* **Problem statement**
Could you give the entries again, exactly as written?

Dataset entries
PR #594, opened 2026-08-25
Fixed staff characters colliding with offline player characters

Xoduz:
- [FIX] Offline player characters are now flagged to ignore mobile collisions, allowing staff to walk through them without stamina restrictions


uogonemetal (approved):
I never noticed this before good find

PR #467, opened 2025-07-18
Allow using `rfl::AddTagsToVariants` with `rfl::Generic` and same-name-different-namespace structs

jmcken8:
The first one was the main reason for this change; the second one (ex: `a::Message` and `b::Message`) was a positive result of applying the change. Added tests for both.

* **Exercise response**
PR #594, opened 2026-08-25
Fixed staff characters colliding with offline player characters

Xoduz:
- [FIX] Offline player characters are now flagged to ignore mobile collisions, allowing staff to walk through them without stamina restrictions


uogonemetal (approved):
I never noticed this before good find

PR #467, opened 2025-07-18
Allow using `rfl::AddTagsToVariants` with `rfl::Generic` and same-name-different-namespace structs

jmcken8:
The first one was the main reason for this change; the second one (ex: `a::Message` and `b::Message`) was a positive result of applying the change. Added tests for both.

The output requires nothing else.